Draft legislation: Taxation of coronavirus (COVID-19) support payments

HMRC is inviting views on the technical effectiveness of this measure, which ensures that grants within the legislation are subject to tax. These grants are treated as income where the business is within the scope of either Income Tax or Corporation Tax. Whether or not any tax is paid will depend on the business profits of the grant recipient (taking into account the grant and other business income and expenditure under normal tax rules), any other taxable income they may have and their personal and any other allowances to which they are entitled.
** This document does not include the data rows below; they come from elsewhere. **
PR #161, opened 2019-11-12
Send email alerting successful assay/manifest upload

jacoblurye:
This PR adds:
* the email template `new_upload_alert` to `emails.py`
* functionality for alerting upload success to the `AssayUploads` and `ManifestUploads` models
* a fix for a bug in `AssayUploadStatus`, where an assay upload in the `started` state could skip ahead to `merge-completed` before passing through `upload-completed`.

Next, trigger email alerts from the `ingest_upload` cloud function on success.

### DIFF
--- a/cidc_api/models.py
+++ b/cidc_api/models.py
@@ -639,7 +639,7 @@ class AssayUploads(CommonColumns, UploadForeignKeys):
         return upload
 
     @with_default_session
-    def ingestion_success(self, session):
+    def ingestion_success(self, session, commit=False):
         """Set own status to reflect successful merge and trigger email notifying CIDC admins."""
         # Do status update if the transition is valid
         if not AssayUploadStatus.is_valid_transition(
@@ -649,7 +649,9 @@ class AssayUploads(CommonColumns, UploadForeignKeys):
                 f"Cannot declare ingestion success given current status: {self.status}"
             )
         self.status = AssayUploadStatus.MERGE_COMPLETED.value
-        session.commit()
+
+        if commit:
+            session.commit()
 
         self.alert_upload_success()
 
--- a/cidc_api/models.py
+++ b/cidc_api/models.py
@@ -482,6 +482,7 @@ class ManifestUploads(CommonColumns, UploadForeignKeys):
         gcs_xlsx_uri: str,
         session: Session,
         commit: bool = True,
+        send_email: bool = False,
     ):
         """Create a new ManifestUpload for the given trial manifest patch."""
         assert (
@@ -500,6 +501,9 @@ class ManifestUploads(CommonColumns, UploadForeignKeys):
         session.add(upload)
         if commit:
             session.commit()
+
+        if send_email:
+            upload.alert_upload_success()
 
         return upload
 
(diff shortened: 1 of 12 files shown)


cidc_api/models.py
```diff
@@ -455,6 +455,14 @@ def trial(cls):
     # The object URI for the raw excel form associated with this upload
     gcs_xlsx_uri = Column(String, nullable=False)
 
+    def alert_upload_success(self):
+        """Send an email notification that an upload has succeeded."""
+        # (import these here to avoid a circular import error)
+        import emails, gcloud_client
```
curlup: why are you using an import here and not in the head of the module?

cidc_api/models.py
```diff
@@ -455,6 +455,14 @@ def trial(cls):
...
+
+        # Send admin notification email
+        gcloud_client.send_email(**emails.new_upload_alert(self))
```
curlup: also, is there a reason not to import and use `gcloud_client` in the `email` module directly?

cidc_api/models.py
```diff
@@ -624,6 +638,23 @@ def find_by_id_and_email(cls, id, email, session):
             return None
         return upload
 
+    @with_default_session
+    def ingestion_success(self, session, commit=False):
```
curlup:
```suggestion
    def ingestion_success(self, session: Session, commit: bool = False):
```

curlup: I would also suggest review/unification of default values for commit across models methods.  
Seems that it's somewhat a hodgepodge.

cidc_api/models.py
```diff
@@ -624,6 +638,23 @@ def find_by_id_and_email(cls, id, email, session):
...
+        """Set own status to reflect successful merge and trigger email notifying CIDC admins."""
+        # Do status update if the transition is valid
+        if not AssayUploadStatus.is_valid_transition(
```
curlup: with `self` being `AssayUploads` I think it might be more appropriate to call this as an instance method.

cidc_api/services/ingestion.py
```diff
@@ -287,6 +287,9 @@ def upload_manifest(
         session=session,
     )
 
+    # Manifest has been uploaded successfully
+    manifest_upload.alert_upload_success()
```
curlup: nit: as this `alert_upload_success` in case of assay upload is called within a model method, I would consider moving this call here to the `manifest.create` - as it `commit`s the session and thus should issue that email in a consistent way with assay uploads.

cidc_api/models.py
jacoblurye: `is_valid_transition` doesn't exist as an instance method on `AssayUploads`, only as a static method on the `AssayUploadStatus` enum.

cidc_api/models.py
jacoblurye: Nope! I can refactor.

cidc_api/models.py
jacoblurye: The `emails` module imports models from this file (though only for use in type hints), so doing that would lead to a circular import.

cidc_api/models.py
curlup:
```
In [4]: class What():
   ...:     ever = "nooo"
   ...:     @classmethod
   ...:     def yeah(cls):
   ...:         return cls.ever
   ...:

In [5]: What().yeah()
Out[5]: 'nooo'
```

cidc_api/models.py
```diff
@@ -482,6 +482,7 @@ def create(
         gcs_xlsx_uri: str,
         session: Session,
         commit: bool = True,
+        send_email: bool = False,
```
curlup: shouldn't default be `True`?

jacoblurye: Since the email alert is an unexpected side-effect of this method, my preference is towards `False`.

The consultation closes on 12 June 2020.

The legislation will apply to individuals, businesses, individual members of a partnership and employers who receive or apply for a payment from:

  • Self-Employment Income Support Scheme (SEISS)
  • Coronavirus Job Retention Scheme (CJRS)
  • the Small Business Grant Fund (SBGF), the Retail, Hospitality and Leisure Grant Fund (RHLGF), the Discretionary Grant Fund (DGF), or their parallel schemes in the devolved administrations
  • other payments made by public authorities to businesses in response to COVID-19
  • any other COVID-19 support scheme specified or described in regulations made by the Treasury

The measure provides for a delegated power to make provision about its application to a particular grant scheme.

It will also give HM Revenue and Customs (HMRC) powers to recover payments to which recipients were not entitled to under the Self-Employment Income Support Scheme or the Coronavirus Job Retention Scheme payment or where a Coronavirus Job Retention Scheme payment has not been used to pay employees, make pensions contributions, pay PAYE or National Insurance contributions. HMRC will be able to do this by raising Income Tax assessments or requiring taxpayers to submit a Self Assessment tax return.

HMRC will also be able to charge a penalty in cases of deliberate non-compliance. Further provisions may be included in the final new clause and schedule when tabled.

Subparagraph 5 provides that where income tax is charged under paragraph 6(1), the exemption and income condition for charitable trusts in sections 527 and 528 of
Income Tax Act (ITA) 2007 will have effect as if paragraph 6(1) were a provision to which section 1016 of that Act applies.

Therefore it is hoped that where grants paid to charities are taxable usual corporation tax exemptions would apply and mean no tax was payable, but you would always be encouraged to seek professional advice to confirm your own position. Where appropriate returns may be required.